**Collection entries:**
== Segment start ==

Issue #227, opened 2020-12-01
UI exits game, takes back to menu screen


moxvallix:
Woo, this is my first bug report!

Description of Bug:
Pressing exit from the keybinds menu whilst in a game, takes the player back to the menu screen, rather than back to the game.

Steps to reproduce:
1. Host a game
2. Open the menu, go Settings > Keybinds
3. Press the back button

TheRyeGuyWhoWillNowDie:
this was fixed

PR #234, opened 2020-12-03
UI exits game, takes back to menu screen

jngo102:
- Fixed pressing Back or Save button in keybinds screen returning to menu
(#227)


TheSecondReal0 (approved):
While not perfect, it's the best that could be done without completely redesigning the keybinds menu. Tested and everything works perfectly.

PR #237, opened 2020-12-04
Clean up UI system

TheSecondReal0:
* Added a way to ignore nodes instanced via the editor in update_instanced_uis(). This drastically reduces the amount of errors pushed.
* Infiltrator hud no longer blocks interactui buttons
* Lobby chat button no longer crashes game


vincens2005 (commented):
Seems good, but I haven't tested it. Will test tomorrow morning if no one else has

TheRyeGuyWhoWillNowDie (approved):

PR #239, opened 2020-12-04
Added loading custom content from PCK files

TheRyeGuyWhoWillNowDie:
added button on menu that loads custom.pck in .local/share/opensuspect


jngo102 (approved):
Works well enough.

PR #241, opened 2020-12-05
elimination victory

TheRyeGuyWhoWillNowDie:
that's it. x2

### DIFF
--- a/src/assets/autoload/playermanager.gd
+++ b/src/assets/autoload/playermanager.gd
@@ -9,6 +9,7 @@ var ournumber
 var tasks = [-1]
 var taskstoassign
 var assignedtasks
+var aliveplayers: Dictionary = {}
 #vars for role assignment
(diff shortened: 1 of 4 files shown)


nicemicro (dismissed):
This PR isn't really focused on win conditions, rather on counting the remaining players, which is a relevant thing to do on the first map, but if we are planning to have a no-kill map in the future (which is one of the suggestions for the future), than it will have to be totally rewritten.

My suggestions:

- have a separate function to enumerate the players in each team
- have a function that checks which team has more players
- have a separate function that triggers the transition to the lobby (which can be later extended with the win / loss announcement screens)
- have a separate, dedicated function that can be used to assess the win conditions (in this case, only the number of players)
- use the player_killed function to call the win condition assessment function (later other functions like tasks on completion could call the win condition assessment function too)

PR #245, opened 2020-12-06
Win condition plumbing + majority victory win condition implemented

### LINKED ISSUE #195: Win conditions
Handling for the game to switch to the win/lose screen.

Should have:
- A system to handle conditions based on other in-game variables
- System to determine winners / losers, and triggers end screen accordingly

Conditions:
- Infiltrators win when number of infiltrators >= number of agents
- Agents win when tasks are complete
- Agents win when there are no infiltrators

nicemicro:
Based on @TheRyeGuyWhoWillNowDie 's original idea, I have separated functionality related to win conditions into separate functions.
The elimination victory / gaining majority victory condition has been implemented in this framework in a flexible way.
It currently doesn't include victory scenes, only instant transition back to lobby.

### DIFF
--- a/src/assets/main/main.gd
+++ b/src/assets/main/main.gd
@@ -41,6 +41,14 @@ func _physics_process(_delta: float) -> void:
 			if id != 1:
 				rpc_id(id, "update_positions", positions_dict, players[id].input_number)
 
+func main_player_id():
+	"""Returns the id of the main player (the player who is the playable character
+	on this instance)"""
+	for player_id in players.keys():
+		if players[player_id].main_player:
+			return player_id
+	return -1
+
 func connection_handled(id: int, playerName: String) -> void:
 	print("connection handled, id: ", id, " name: ", playerName)
 	if not get_tree().is_network_server():
@@ -192,8 +200,16 @@ puppet func end_round(winner):
 	"""This function is called by the server and when it is, it would need to
 	show the win / lose screens for the players, and then transitions back
 	to the lobby."""
-	#Here should be the code for displaying the victory / defeat screens
 	#print("Round ended with winning team ", winner)
+	#print("Current player's team: ", PlayerManager.get_player_team(main_player_id()))
+	if PlayerManager.get_player_team(main_player_id()):
+		#Here should be the code for displaying the victory screen
+		#print("We have won the game")
+		pass
+	else:
+		#Here should be the code for displaying the defeat screen
+		#print("We have lost the game")
+		pass
 	GameManager.transition(GameManager.State.Lobby)
 
 master func victory_check():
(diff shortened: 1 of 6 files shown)


TheSecondReal0 (changes requested):
There's a bug when the elimination victory is triggered, the last person who's killed is still dead/dying on the impostor client and the murdered client in the lobby. It works perfectly for every other client though.

nicemicro:
> There's a bug when the elimination victory is triggered, the last person who's killed is still dead/dying on the impostor client and the murdered client in the lobby. It works perfectly for every other client though.

That is true, I have no idea why though, so I request assistance..

nicemicro:
Thanks for pointing me in the good direction @TheSecondReal0 and for @zapzoop0099  for the help with the networking code.
The bug does not exist anymore, as the checks have been moved to a better place.
Ready for re-review.

src/assets/main/main.gd
```diff
@@ -41,6 +41,14 @@ func _physics_process(_delta: float) -> void:
...
 				rpc_id(id, "update_positions", positions_dict, players[id].input_number)
 
+func main_player_id():
+	"""Returns the id of the main player (the player who is the playable character
+	on this instance)"""
+	for player_id in players.keys():
+		if players[player_id].main_player:
+			return player_id
+	return -1
+
```
vainiovano, line 52: Is the returned id always equal to `Network.myID` or am I missing something?

src/assets/main/main.gd
```diff
@@ -182,6 +196,81 @@ puppet func player_killed(killer_id: int, killed_player_id: int) -> void:
...
+	#TODO:
+	#Here, there should be a check whether the current map allows for elimination victory ot not
+	if victorious == -1:
+		victorious = elimination_victory_check(0)
+	#TODO
+	#Here, all other victory conditions should be checked.
+	if victorious != -1:
+		for player_id in players.keys():
+			if players[player_id].main_player:
+				# Can't RPC on self
```
vainiovano: RPCing self is possible when using `sync` versions of functions (`remotesync`, `mastersync`, `puppetsync`) (see https://github.com/godotengine/godot/pull/28783)

src/assets/main/main.gd
nicemicro: I've seen the main player object being returned similarly in `playermanager.gd` 's `get_main_player()` function.
The only time it wouldn't equal to `Network.myID` or equally the return value of `Network.get_my_id()` would be when run on a dedicated server with no main player.
But as I see I haven't checked for that possibility on the victory / defeat screen selection, so I'm gonna do that.

src/assets/main/main.gd
nicemicro: Fixing, and also doing the same for `player_killed` function

jngo102 (approved):
Encountered no issues during testing.

TheSecondReal0 (approved):

PR #246, opened 2020-12-06
Items and inventory (#194)

### LINKED ISSUE #194: Items and inventory

Should have:
- One item at a time

jngo102:
- Implemented picking up and dropping items, synced over the network
- Modified MapManager and base map scene


src/assets/player/item_handler.gd
```diff
@@ -0,0 +1,72 @@
...
+func drop(item: KinematicBody2D) -> void:
+	"""Drop an item."""
+	var map_items: Node2D = MapManager.get_current_map().items
+	var offset: Vector2 = player.global_position - map_items.global_position
+	remove_child(item)
+	map_items.add_child(item)
+	item.position = offset
+	item.set_collision_layer_bit(4, true)
+	if player.has_node("Infiltrator"):
+		player.get_node("Infiltrator").enable_killing(true)
```
vainiovano: this doesn't work when killing a player that doesn't hold an item (the item is Nil)

src/assets/main/main.gd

== Segment end ==

**REQUIRED WORK:** Give only the lines from the one holding "var taskstoassign" through the one holding "Handling for the", each restated exactly as it appears above.

**EXERCISE RESPONSE:**
 var taskstoassign
 var assignedtasks
+var aliveplayers: Dictionary = {}
 #vars for role assignment
(diff shortened: 1 of 4 files shown)


nicemicro (dismissed):
This PR isn't really focused on win conditions, rather on counting the remaining players, which is a relevant thing to do on the first map, but if we are planning to have a no-kill map in the future (which is one of the suggestions for the future), than it will have to be totally rewritten.

My suggestions:

- have a separate function to enumerate the players in each team
- have a function that checks which team has more players
- have a separate function that triggers the transition to the lobby (which can be later extended with the win / loss announcement screens)
- have a separate, dedicated function that can be used to assess the win conditions (in this case, only the number of players)
- use the player_killed function to call the win condition assessment function (later other functions like tasks on completion could call the win condition assessment function too)

PR #245, opened 2020-12-06
Win condition plumbing + majority victory win condition implemented

### LINKED ISSUE #195: Win conditions
Handling for the game to switch to the win/lose screen.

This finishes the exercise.